▶ _Directions for this task_: Return verbatim the run of lines that opens with the line holding "conflict with OSTree::ObjectType" and closes with the last line of the records.

▶ _Data for analysis_:
PR #768, opened 2019-05-15
Ignore the <attribute> element in any other XML element

sdroege:
It is added by newer versions of gobject-introspection in various
places.


EPashkin:
Thanks

PR #775, opened 2019-05-20
Don't bring trait ObjectType into scope

### LINKED ISSUE #772: Collision between generated type and glib helper type
Since updating gir and glib on my project ([bindings for libostree](fkrull/ostree-rs)), it has started importing `glib::object::ObjectType` in at least one generated file. Unfortunately, libostree has a type `OSTree.ObjectType` which also gets imported into the same generated file. As you can probably imagine, [this breaks rather noisily](https://gitlab.com/fkrull/ostree-rs/-/jobs/214727451).

From my scan of the readme, I couldn't see an obvious way to rename an entire type. Even if there was, that's a solution I'd like to avoid. I didn't try setting `ObjectType` to manual either, but thinking about it, I guess that wouldn't work because the problem is in a file referencing the type.

EPashkin:
Closes #772

@GuillaumeGomez, @sdroege  Seems this fix is enough,
or you prefer some general solution like special function for this?

cc @fkrull

### DIFF
--- a/src/analysis/properties.rs
+++ b/src/analysis/properties.rs
@@ -227,7 +227,8 @@ fn analyze_property(
     };
 
     if !generate_trait && (writable || readable || notifiable) {
-        imports.add("glib::object::ObjectType", prop_version);
+        //Don't bring trait into scope to resolve conflict with OSTree::ObjectType
+        imports.add("glib::object::ObjectType as _", prop_version);
     }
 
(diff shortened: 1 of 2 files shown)


sdroege:
Seems fine to me

GuillaumeGomez:
Sounds good to me as well.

▶ _Solution_:
+        //Don't bring trait into scope to resolve conflict with OSTree::ObjectType
+        imports.add("glib::object::ObjectType as _", prop_version);
     }
 
(diff shortened: 1 of 2 files shown)


sdroege:
Seems fine to me

GuillaumeGomez:
Sounds good to me as well.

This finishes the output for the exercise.